I always learn so much about the history of Wonthaggi from your writings.

Reply
Jan Fleming
22/2/2026 05:18:50 pm

Hi Linda, great article thanks. I grew up in the Dandenongs with a number of Italians who grew a wide variety of vegetables in the fertile red soil, they certainly added to the overall culture in the Dandenongs.

Reply
Bruce Phillips
23/2/2026 05:21:59 pm

A wonderful story of the extraordinary contribution Italians made to Wonthaggi and district. Who didn’t know of a backyard full of veggies. Was there anything they couldn’t do? Enterprising and incredibly hardworking. What did the Romans ever do for us? Plenty! Thanks Linda. Nicely researched and told.

Reply
Dale Chapman
23/2/2026 11:06:47 pm

Born and bred in Wonthaggi I grew up with a great bunch of friends including many Italian Families.

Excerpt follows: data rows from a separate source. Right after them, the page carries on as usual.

PR #1584, opened 2022-11-16
Save&restore the geometry of Print Preview dialog

vedgy:
The dialog appearance under Xfce before this commit: 
print-preview-xfce-before

The default dialog appearance under Xfce at this commit:
print-preview-xfce-after

See the commit message for details.

### DIFF
--- a/config.cc
+++ b/config.cc
@@ -1134,6 +1134,10 @@ Class load() THROW_SPEC( exError )
   if ( !dictionariesDialogGeometry.isNull() )
     c.dictionariesDialogGeometry = QByteArray::fromBase64( dictionariesDialogGeometry.toElement().text().toLatin1() );
 
+  QDomNode const printPreviewDialogGeometry = root.namedItem( "printPreviewDialogGeometry" );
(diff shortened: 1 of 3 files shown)


Abs62:
When you customize dialog title bar buttons the "Qt::WindowTitleHint" flag is required (at least under Windows). Otherwise title bar will not be presented at all.

vedgy:
You are right. On Windows the `Qt::Dialog` flag disables the automatic adding of `Qt::WindowSystemMenuHint` and `Qt::WindowTitleHint` as can be seen here: https://codebrowser.dev/qt5/qtbase/src/widgets/kernel/qwidget.cpp.html#938

I'll add these two flags explicitly.

vedgy:
Decided to replace `Qt::CustomizeWindowHint` with `Qt::WindowSystemMenuHint` in order to make the flags the same as in `EditDictionaries` dialog. As can be seen by following the *qwidget.cpp* link in my comment above, `QWidgetPrivate::adjustFlags()` automatically adds the `Qt::WindowSystemMenuHint` and `Qt::WindowTitleHint` flags to these.

PR #1588, opened 2022-11-25
Make loggingMutex nonrecursive

vedgy:
A recursive mutex is less efficient and clearly not needed here.


xiaoyifang:
https://github.com/goldendict/goldendict/blob/master/mutex.hh#L13-L14

vedgy:
So what? See below:
```cpp
Mutex() : QMutex( Recursive )
```

xiaoyifang:
you are right.

PR #1605, opened 2023-02-24
Belarusian upd

antikruk:


vedgy:
@antikruk, I don't know Belarusian, so cannot review the changes. Please explain what this translation update represents. I see many seemingly arbitrary changes of existing translations. Has the Belarusian language changed since the time the previous translation was made? Or is the existing translation incorrect/clumsy? Does the existing translation contain elements of [“trasianka”](https://en.wikipedia.org/wiki/Trasianka)?

antikruk:
The current translation contains many errors and strange terms.

vedgy:
Just checked out this change at the beginning of the diff:
```diff
-        <translation>GoldenDict — праґрама прагляду слоўнікаў, вэрсія </translation>
+      <translation>GoldenDict — праграма для прагляду слоўнікаў, версія </translation>
```
According to [Wiktionary](https://en.wiktionary.org/wiki/%D0%B2%D0%B5%D1%80%D1%81%D1%96%D1%8F), the word "вэрсія" is from [Taraškievica](https://en.wikipedia.org/wiki/Tara%C5%A1kievica) (Belarusian Classical Orthography). The letter "[ґ](https://en.wikipedia.org/wiki/Ghe_with_upturn#Belarusian)" is also from that variant of Belarusian language. Is this an isolated coincidence or is the current Belarusian translation more or less consistent Taraškievica? If the current translation is valid and could be preferred by some users, we could create another Belarusian variant instead of editing the existing one. This would also fix another issue in this PR: unnecessary whitespace diff:
```diff
-        <location filename="../about.ui" line="66"/>
-        <source>GoldenDict dictionary lookup program, version </source>
-        <translation>GoldenDict — праґрама прагляду слоўнікаў, вэрсія </translation>
+      <location filename="../about.ui" line="66"/>
+      <source>GoldenDict dictionary lookup program, version </source>
+      <translation>GoldenDict — праграма для прагляду слоўнікаў, версія </translation>
```

antikruk:
You can create a be@tarask locale, but it's not just the spelling that's different, this translation uses strange terms.

vedgy:
The commit that added the initial Belarusian translation - 976bff630373f1904cf39eec3823edb3b27ebe65 - also added a [Łacinka](https://en.wikipedia.org/wiki/Belarusian_Latin_alphabet) translation. I suspect the strangeness of terms could also be caused by the differences between the two language versions.

Let's ask the author of the existing translation, who is still more or less active on GitHub. @quendimax, what's your opinion on this Belarusian update?

quendimax:
Hi there,

I think it doesn't make sense to keep the old version of the translation. Perhaps it should even delete _locale/be_BY@latin.ts_ for consistency.

> this translation uses strange terms.

These terms are based on [this project](https://github.com/quendimax/kamputerm). Unfortunately I haven't saved the original audio files with the terminology discussions between participants (including some linguists). It was really informative.

vedgy:
GoldenDict's UI hasn't changed much since 2013. Almost entire application is covered by the current Belarusian translations. So if they represent a different variant of the language, there may be value in keeping them. Especially since many avid GoldenDict users are linguists who could have special fondness for language variants.

The biggest issue is disambiguating the different variants. The current two variants are indistinguishable in the UI:
languages-combo

This can be addressed by renaming the existing files to `bt_BY.qm`  and `bl_BY.qm` (had to invent the 2-letter language codes, because GoldenDict cannot handle more than 2 letters easily; these codes are [unused](https://en.wikipedia.org/wiki/List_of_ISO_639-1_codes#Table_of_all_possible_two_letter_codes)). Then adding the corresponding "Belarusian (Tarašk.)" and "Belarusian (Łacinka)" entries in [language.cc](https://github.com/goldendict/goldendict/blob/master/language.cc#L69). Plus adjust *preferences.ui* to increase the width of the *Interface language* combobox (the Preferences window size stays the same, so no downsides). The end result looks like this:
languages-combo-updated-be

vedgy:
Apparently @antikruk and @quendimax don't have a strong preference for either approach.

First thing to be done in any case is: revert the unrelated and useless indentation changes.

@Abs62, which approach do you prefer?
1. Update the single file `locale/be_BY.ts` as this PR does.
2. In addition to (1), delete the file `locale/be_BY@latin.ts` as @quendimax has proposed.
3. Adjust related code, rename the existing two Belarusian `.ts` files and add the version of `locale/be_BY.ts` from this PR, as I proposed in the previous comment.
4. Something else?

Abs62:
Variant 1.

locale/be_BY.ts
```diff
@@ -4781,109 +4723,109 @@ of the appropriate groups to use them.</source>
         <source>Use of Forvo currently requires an API key. Leave this field
 blank to use the default key, which may become unavailable
 in the future, or register on the site to get your own key.</source>
-        <translation>Карыстаньне сайтам Forvo патрабуе ключ API. Пакінь поле пустым, каб карыстацца стандартным ключом, які пазьней можа стаць недаступным, ці зарэґіструйся на сайце і атрымай уласны ключ.</translation>
+        <translation>Для карыстання сайтам Forvo патрэбны ключ API. Пакінце поле пустым, каб выкарыстоўваць прадвызначаны ключ, які пазней можа стаць недаступным, або зарэгіструйцеся на сайце і атрымайце ўласны ключ.</translation>
```
vedgy, line 4726: When source text is split into several lines, the translation should generally be split as well. This usually means a tooltip, which doesn't look good or even doesn't fit the screen width, if too long.

@antikruk, could you please correct this issue here and in other places?

vedgy (changes requested):
Reverted the indentation changes and removed obsolete translations broken by the first commit in this PR. All fix-up commits will be squashed into the first commit before merging.

PR #473, opened 2021-06-21
ref(sentry): Remove source tags from object sentry scope

flub:
The source tags are relevant to the download part, but having them
also part of the object scope means they end up in errros about the
processing like CFI errors and write errors.  Yet they have nothing to
do with them.  This means that when you search for the source tags you
currently get these unrelated errors.  So remove this.

The source tags for downloads are added in
`<FetchFileDataRequest as CacheItemRequest>::compute()` and are
unchanged here.

#skip-changelog

### DIFF
--- a/crates/symbolicator/src/services/objects/data_cache.rs
+++ b/crates/symbolicator/src/services/objects/data_cache.rs
@@ -94,10 +94,7 @@ impl ObjectHandle {
 impl ConfigureScope for ObjectHandle {
     fn to_scope(&self, scope: &mut ::sentry::Scope) {
         self.object_id.to_scope(scope);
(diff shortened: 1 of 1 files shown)


Swatinem (approved):
have you checked that the source is still there when logging failed downloads?

flub:
> have you checked that the source is still there when logging failed downloads?

no, this is on par with testing metrics and generally any other sentry sdk behaviour: we don't really have good ways of doing this currently.

Though this comment makes me fairly happy that we're not going to lose them:
> The source tags for downloads are added in
<FetchFileDataRequest as CacheItemRequest>::compute() and are
unchanged here.

PR #474, opened 2021-06-23
fix: Reduce download timeout to 60 seconds

tonyo:
Temporary measure because of recent issues with some of symbol servers.

#skip-changelog


jasonious (approved):
failing faster, per incident INC-17

Swatinem (approved):

flub:
going to close this, I think we concluded this is counter-productive and makes us affect more projects than we otherwise would

PR #483, opened 2021-07-07
feat(download): Measure how long it takes to download sources

relaxolotl:
This begins measuring requests and download throughput related to source-fetching in order to determine what a good set of default timeouts for such requests should be.

The changes can be broken down into three major parts:

1. The addition of `MeasureSourceDownload`, which is a modified version of `MeasureGuard` focused on source downloads
2. Logging stream throughput and duration in `download_stream` via `MeasureSourceDownload`
3. Logging the initial GET request's duration in every type of download source

Source downloads from the local filesystem have been skipped as it is unlikely that any meaningful or useful information will come from logging information about those.

Open questions and notes will be left directly on the diff.

### DIFF
--- a/crates/symbolicator/src/metrics.rs
+++ b/crates/symbolicator/src/metrics.rs
@@ -101,17 +101,6 @@ macro_rules! metric {
                 .send();
         })
     }};
-    (timer($id:expr), $block:block $(, $k:expr => $v:expr)* $(,)?) => {{
-        use $crate::metrics::_pred::*;
-        let now = Instant::now();
-        let rv = {$block};
-        $crate::metrics::with_client(|client| {
-            client.time_duration_with_tags($id, now.elapsed())
-                $(.with_tag($k, $v))*
-                .send();
-        });
-        rv
-    }};
 
     // we use statsd timers to send things such as filesizes as well.
     (time_raw($id:expr) = $value:expr $(, $k:expr => $v:expr)* $(,)?) => {{
@@ -122,7 +111,6 @@ macro_rules! metric {
                 .send();
         })
     }};
-
 }
 
 macro_rules! future_metrics {
--- a/crates/symbolicator/src/metrics.rs
+++ b/crates/symbolicator/src/metrics.rs
@@ -111,6 +111,16 @@ macro_rules! metric {
                 .send();
         })
     }};
+
+    // histograms
+    (histogram($id:expr) = $value:expr $(, $k:expr => $v:expr)* $(,)?) => {{
+        use $crate::metrics::_pred::*;
+        $crate::metrics::with_client(|client| {
+            client.histogram_with_tags($id, $value)
+                $(.with_tag($k, $v))*
+                .send();
+        })
+    }};
 }
 
 macro_rules! future_metrics {
--- a/crates/symbolicator/src/services/download/http.rs
+++ b/crates/symbolicator/src/services/download/http.rs
@@ -111,7 +111,7 @@ impl HttpDownloader {
         }
         let source = RemoteDif::from(file_source);
         let request = builder.header(header::USER_AGENT, USER_AGENT).send();
-        let request = future_utils::measure_source_download(source.source_metric_key(), request);
+        let request = super::measure_download_time(source.source_metric_key(), request);
 
         match request.await {
             Ok(request) => {
--- a/crates/symbolicator/src/services/download/http.rs
+++ b/crates/symbolicator/src/services/download/http.rs
@@ -13,7 +13,7 @@ use url::Url;
 use super::{DownloadError, DownloadStatus, RemoteDif, RemoteDifUri, SourceLocation, USER_AGENT};
 use crate::sources::{FileType, HttpSourceConfig};
 use crate::types::ObjectId;
-use crate::utils::futures as future_utils;
+use crate::utils::futures::{self as future_utils, m};
 
 /// The HTTP-specific [`RemoteDif`].
 #[derive(Debug, Clone)]
@@ -68,6 +68,14 @@ impl HttpDownloader {
 
         let download_url = file_source.url().ok();
         match retries.await {
+            Ok(DownloadStatus::NotFound) => {
+                log::debug!(
+                    "Did not fetch debug file from {:?}: {:?}",
+                    download_url,
+                    DownloadStatus::NotFound
+                );
+                Ok(DownloadStatus::NotFound)
+            }
             Ok(status) => {
                 log::debug!("Fetched debug file from {:?}: {:?}", download_url, status);
                 Ok(status)
@@ -106,7 +114,7 @@ impl HttpDownloader {
         let request = future_utils::measure_source_download(
             "service.download.download_source",
             source.source_metric_key(),
-            future_utils::m::result,
+            m::result,
             request,
         );
 
--- a/crates/symbolicator/src/services/download/http.rs
+++ b/crates/symbolicator/src/services/download/http.rs
@@ -13,7 +13,7 @@ use url::Url;
 use super::{DownloadError, DownloadStatus, RemoteDif, RemoteDifUri, SourceLocation, USER_AGENT};
 use crate::sources::{FileType, HttpSourceConfig};
 use crate::types::ObjectId;
-use crate::utils::futures::{self as future_utils, m};
+use crate::utils::futures as future_utils;
 
 /// The HTTP-specific [`RemoteDif`].
 #[derive(Debug, Clone)]
@@ -111,12 +111,7 @@ impl HttpDownloader {
         }
         let source = RemoteDif::from(file_source);
         let request = builder.header(header::USER_AGENT, USER_AGENT).send();
-        let request = future_utils::measure_source_download(
-            "service.download.download_source",
-            source.source_metric_key(),
-            m::result,
-            request,
-        );
+        let request = future_utils::measure_source_download(source.source_metric_key(), request);
 
         match request.await {
             Ok(request) => {
--- a/crates/symbolicator/src/services/download/http.rs
+++ b/crates/symbolicator/src/services/download/http.rs
@@ -62,56 +62,25 @@ impl HttpDownloader {
         file_source: HttpRemoteDif,
         destination: PathBuf,
     ) -> Result<DownloadStatus, DownloadError> {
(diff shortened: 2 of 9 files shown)


crates/symbolicator/src/metrics.rs
```diff
@@ -101,28 +101,26 @@ macro_rules! metric {
                 .send();
         })
     }};
-    (timer($id:expr), $block:block $(, $k:expr => $v:expr)* $(,)?) => {{
```
relaxolotl, line 104: The diff is a little messy here, but an unused type of timer here `metrics!(timer(..))` has been removed since it currently isn't being used anywhere in the codebase, as far as I can tell.

crates/symbolicator/src/metrics.rs
```diff
@@ -101,28 +101,26 @@ macro_rules! metric {
...
+    // histograms
+    (histogram($id:expr) = $value:expr $(, $k:expr => $v:expr)* $(,)?) => {{
         use $crate::metrics::_pred::*;
         $crate::metrics::with_client(|client| {
-            client.time_with_tags($id, $value)
+            client.histogram_with_tags($id, $value)
                 $(.with_tag($k, $v))*
                 .send();
         })
     }};
```
relaxolotl, line 123: It looks like statsd [directly supports histograms](https://docs.rs/cadence/0.25.0/cadence/trait.Histogrammed.html#tymethod.histogram_with_tags).

The `metrics!` macro has been extended to include that functionality in this PR, but it appears that symbolicator is already emitting `StacktraceMetrics` as a histogram via `metrics!(timer_raw(...))`, which uses `time_with_tags`. 

Was there an explicit decision made not to use statsd's `histogram_with_tags()` for histograms?

crates/symbolicator/src/services/download/http.rs
```diff
@@ -61,37 +61,74 @@ impl HttpDownloader {
         &self,
         file_source: HttpRemoteDif,
         destination: PathBuf,
+    ) -> Result<DownloadStatus, DownloadError> {
```
relaxolotl, line 64: This needs a bit of an explanation.

In all non-Sentry, non-local FS sources only the initial GET request is/was being retried. In contrast, downloads from Sentry sources retry both the initial GET request and the stream attempts, which is what the diff in this file attempts to mimic. See: 
https://github.com/getsentry/symbolicator/blob/919aafb2abda6f150d8904b6958ad7b3fce71757/crates/symbolicator/src/services/download/sentry.rs#L236-L314

Is there any reason why the others (HTTP, S3, GCS) aren't retrying both the initial GET request as well as the stream?

crates/symbolicator/src/utils/futures.rs
```diff
@@ -235,6 +235,102 @@ where
     }
 }
 
+/// A guard to [`measure`] the amount of time it takes to download a source. This guard is also
```
relaxolotl, line 238: This was "heavily inspired" by `MeasureGuard` a few lines above in the same file. As far as I can tell, fairly invasive changes would need to be made to the existing `MeasureGuard` to work for the specific use case this PR needed. 

Some examples: I was unable to figure out how to adding an arbitrary number of tags to the metric it logs. It also doesn't support histograms out of the box. Throughput logging would have involved even more extensive changes to the struct. 

Given what was mentioned above, I opted to just use it as a loose template for a new type of `MeasureGuard` for source downloads.

crates/symbolicator/src/utils/futures.rs
```diff
@@ -235,6 +235,102 @@ where
...
+/// capable of calculating and reporting the the throughput of the connection. Two metrics are
```
Swatinem, line 239:
```suggestion
/// capable of calculating and reporting the throughput of the connection. Two metrics are
```

crates/symbolicator/src/utils/futures.rs
```diff
@@ -235,6 +235,102 @@ where
...
+    }
+
+    /// A checked add to the amount of bytes transferred during the download.
+    ///
+    /// This value will be emitted when the download's future is completed or cancelled.
+    pub fn add_bytes_transferred(&mut self, additional_bytes: u64) {
+        self.bytes_transferred = self
+            .bytes_transferred
+            .and_then(|old_count| old_count.checked_add(additional_bytes).or(Some(old_count)))
+            .or(Some(additional_bytes));
```
Swatinem, line 273: `Option` has `get_or_insert_default` https://doc.rust-lang.org/std/option/enum.Option.html#method.get_or_insert_default which might be super useful here.
Also, I wouldn’t worry about using `checked_add` here.

Swatinem (approved):
lgtm!
I guess retrying the whole download vs only the initial connection is fine.
However I can’t really answer your question regarding the time_raw vs histogram.

crates/symbolicator/src/utils/futures.rs
```diff
@@ -235,6 +235,102 @@ where
...
+///
+/// This function reports a single metric corresponding to the task name. This metric is reported
+/// regardless of the future's return value.
+///
+/// The metric is tagged with a status derived with the `get_status` function. See the [`m`] module
+/// for status helpers.
+///
+/// An additional tag for the source name is also added to the metric.
+pub fn measure_source_download<'a, S, F>(
+    task_name: &'a str,
```
flub, line 317: I think this is the same in all callers as well, so you could also remove this parameter?

crates/symbolicator/src/services/download/http.rs
relaxolotl: I've removed retry-related logic in this PR to keep it focused. A new PR branched off of the changes in this one has been opened which extends retrying on both the header and the stream to all sources: https://github.com/getsentry/symbolicator/pull/485. It's a pretty naive approach right now, but I'd love your feedback on the diff there as well @flub.

crates/symbolicator/src/utils/futures.rs
relaxolotl: Done: I've moved `MeasureSourceDownload` to `services::download` and renamed it to an even wordier `MeasureSourceDownloadGuard`. Per your other suggestions the API has also been slimmed down to remove some of the unneeded flexibility inherited from the original `MeasureGuard` that isn't needed for this particular measure guard's use case.

crates/symbolicator/src/utils/futures.rs
relaxolotl: Thank you for this! I've done something a little different here: `get_or_insert(Default::default())` is being used over the suggeted `get_or_insert_default()` since the latter method hasn't hit stable yet.

Could I bug you to elaborate on why you suppose `checked_add` isn't needed? For now I've opted to use `saturated_add` courtesy of Floris's suggestion, but perhaps I'm being overly cautious here when I don't need to be.

crates/symbolicator/src/utils/futures.rs
```diff
@@ -235,6 +235,102 @@ where
...
+impl Drop for MeasureSourceDownload<'_> {
+    fn drop(&mut self) {
+        let status = match self.state {
+            MeasureState::Pending => "canceled",
+            MeasureState::Done(status) => status,
+        };
+
+        let duration = self.creation_time.elapsed().as_secs();
+        metric!(
+            histogram(self.task_name) = duration,
```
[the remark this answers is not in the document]
relaxolotl: Spoke to @flub about this on the side, and it turns out I misunderstood things here. It looks like timers (`metric!(timer(...))`) under-the-hood are simply histograms, so it makes more sense to just use that here, instead of shoving the duration into a histogram. The diff has been updated to do exactly that.

relaxolotl:
Additional changes worth noting:
- I've changed the tag names on the new metrics being recorded to better match the existing ones based off of a quick skim through Datadog:
  - Initial GET: "source.download.duration"
  - Stream duration: "source.stream.duration"
  - Stream throughput: "source.stream.throughput"
 - The guard currently takes a task name and simply appends ".duration" or ".throughput" when reporting their respective metrics. Users of the guard are simply expected to just provide root tag that doesn't mention exactly what's being mentioned.

crates/symbolicator/src/services/download/mod.rs
```diff
@@ -199,23 +200,142 @@ async fn download_stream(
...
+            creation_time: Instant::now(),
+        }
+    }
+
+    /// A checked add to the amount of bytes transferred during the download.
+    ///
+    /// This value will be emitted when the download's future is completed or cancelled.
+    pub fn add_bytes_transferred(&mut self, additional_bytes: u64) {
+        let bytes = self.bytes_transferred.get_or_insert(Default::default());
+        *bytes = bytes.saturating_add(additional_bytes);
```
Swatinem, line 274: Might as well use `get_or_insert(0)`, since its a numeric value.

Since this is bytes that we add, we will overflow storage sooner than wrapping around a `u64`. But the `saturating_add` is a lot easier to read than the `checked_add` you had before, that was my main concern.

crates/symbolicator/src/services/download/mod.rs
```diff
@@ -199,23 +200,142 @@ async fn download_stream(
...
+/// A tag with the source name is also added to the metric, in addition to a tag recording the
+/// status of the future.
+fn measure_download_time<'a, F, T, E>(
+    source_name: &'a str,
+    f: F,
+) -> impl Future<Output = F::Output> + 'a
+where
+    F: 'a + Future<Output = Result<T, E>>,
+{
+    let guard = MeasureSourceDownloadGuard::new("source.download", source_name);
```
Swatinem, line 331: Maybe name this `source.connect`? because `download = connect + stream` :-D

Swatinem (approved):

crates/symbolicator/src/services/download/mod.rs
relaxolotl: Oh! Good point, it is done. What do you think about adding a common segment for those two as well so it's easy to know that they're related? ie `source.download.connect` and `source.download.stream`?

relaxolotl: Actually I'll make that change and we can update the tag later if there are any issues with it

relaxolotl:
Just to be safe: @flub you left quite a bit of feedback. Are the newer changes in line with what you were thinking of?

flub (approved):
LGTM, apologies for my reviewing failures yesterday!

PR #492, opened 2021-07-13
feat(config): Add tests for config values

relaxolotl:
Adds some tests for symbolicator's config focused on download timeouts. Also includes some nitpicky changes to the changelog and documentation.

#skip-changelog

### DIFF
--- a/CHANGELOG.md
+++ b/CHANGELOG.md
@@ -10,9 +10,9 @@
 - Update symbolic to correctly apply bcsymbolmaps to symbol and filenames coming from DWARF. ([#479](https://github.com/getsentry/symbolicator/pull/479))
 - Update symbolic to correctly restore registers when using compact unwinding. ([#487](https://github.com/getsentry/symbolicator/pull/487))
 - Make various timeouts related to downloading files configurable. ([#482](https://github.com/getsentry/symbolicator/pull/482), [#489](https://github.com/getsentry/symbolicator/pull/489), [#491](https://github.com/getsentry/symbolicator/pull/491))
-- Introduced the `max_download_timeout` config setting. ([#482](https://github.com/getsentry/symbolicator/pull/482), [#489](https://github.com/getsentry/symbolicator/pull/489))
-- Introduced the `streaming_timeout` config setting. ([#489](https://github.com/getsentry/symbolicator/pull/489))
-- Introduced the `connect_timeout` config setting. ([#491](https://github.com/getsentry/symbolicator/pull/491))
+- Introduced the `max_download_timeout` config setting for source downloads. ([#482](https://github.com/getsentry/symbolicator/pull/482), [#489](https://github.com/getsentry/symbolicator/pull/489))
+- Introduced the `streaming_timeout` config setting for source downloads. ([#489](https://github.com/getsentry/symbolicator/pull/489))
+- Introduced the `connect_timeout` config setting for source downloads. ([#491](https://github.com/getsentry/symbolicator/pull/491))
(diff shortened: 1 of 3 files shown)


CHANGELOG.md
```diff
@@ -10,6 +10,9 @@
 - Update symbolic to correctly apply bcsymbolmaps to symbol and filenames coming from DWARF. ([#479](https://github.com/getsentry/symbolicator/pull/479))
 - Update symbolic to correctly restore registers when using compact unwinding. ([#487](https://github.com/getsentry/symbolicator/pull/487))
 - Make various timeouts related to downloading files configurable. ([#482](https://github.com/getsentry/symbolicator/pull/482), [#489](https://github.com/getsentry/symbolicator/pull/489), [#491](https://github.com/getsentry/symbolicator/pull/491))
+- Introduced the `max_download_timeout` config setting. ([#482](https://github.com/getsentry/symbolicator/pull/482), [#489](https://github.com/getsentry/symbolicator/pull/489))
```
relaxolotl, line 13: There was something I wasn't too sure about regarding this config value. It looks like symbolicator hasn't been released in about a month; I assume this means that nobody in production or on-prem have started to use `download_timeout` in their configs, is that correct?

crates/symbolicator/src/config.rs
```diff
@@ -420,6 +420,44 @@ mod tests {
...
+        "#;
+        let cfg = Config::from_reader(yaml.as_bytes()).unwrap();
+        let default_cfg = Config::default();
+        assert_eq!(cfg.max_download_timeout, default_cfg.max_download_timeout);
+        assert_eq!(cfg.connect_timeout, default_cfg.connect_timeout);
+        assert_eq!(cfg.streaming_timeout, default_cfg.streaming_timeout);
+    }
+
+    #[test]
+    fn test_zero_second_dl_timeouts() {
```
relaxolotl, line 436: I'd like to double check to make sure this is actually intentional or desired. If I understand things (ie tokio's timeout implementation) correctly, these timeout ASAP. Do we want to allow this? 

The alternative would be to set these to their default values if they're initialized to 0s, but it does open up the question of how low timeouts are allowed to be in a config before we start replacing them with the default value. Allowing 0 here does let us dodge this problem.

crates/symbolicator/src/config.rs
```diff
@@ -420,6 +420,44 @@ mod tests {
...
+            streaming_timeout: 0s
+        "#;
+        let cfg = Config::from_reader(yaml.as_bytes()).unwrap();
+        assert_eq!(cfg.max_download_timeout, Duration::from_secs(0));
+        assert_eq!(cfg.connect_timeout, Duration::from_secs(0));
+        assert_eq!(cfg.streaming_timeout, Duration::from_secs(0));
+    }
+
+    #[test]
+    fn test_null_dl_timeouts() {
```
relaxolotl, line 450: Should these timeouts actually be optional like the cache timeouts in case somebody does want disable download timeouts? If not, I can remove this test. If we do want them, I can open up a follow-up PR that adds that functionality in.

crates/symbolicator/src/config.rs
```diff
@@ -431,4 +469,12 @@ mod tests {
         let cfg = Config::from_reader(yaml.as_bytes());
         assert!(cfg.is_ok());
     }
+
+    #[test]
+    fn test_empty_file() {
```
relaxolotl, line 474: Is this what we actually want to do? If an empty file is passed in, should we just use the defaults or is it too much of a pain to detect when the reader is empty?

Swatinem (approved):
Since this whole thing started by downloads locking up symbolicator, I would not allow disabling the timeouts alltogether. Also, I wouldn’t worry about misconfiguration. If you set it to `0s`, well meh.

PR #496, opened 2021-07-16
feat(download): Set default timeout for a download's HEAD request to 15s

relaxolotl:
See title. This obviously isn't final, but based on about a week's worth of data so far it seems like lowering the timeout to 15s should be reasonable and allow the 95th percentile of requests to complete without timing out.


flub:
So this will result in about 5% of requests starting to time out?  That's still a lot... I think we should aim for more than that.  Do we have any idea of the health of those that we'd be timing out?  I mean, are they really bad sources or are they just fine but a bit slow at times?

I was always welcomed like a family member by all. They were a big part of building the Great Culture of Wonthaggi, and have given me many wonderful memories

Reply
Jim Barritt
27/2/2026 01:28:05 pm

The heart of Wonthaggi has always been its people, who came from many places seeking a better life for their children. That Wonthaggi was so blessed with many Italian families added so much more than a wonderful work ethic, sensational gardens and awe-inspiring self-sufficiency; their bravery, capacity and heart will resonate here forevermore. Wonderful words Linda, thank you.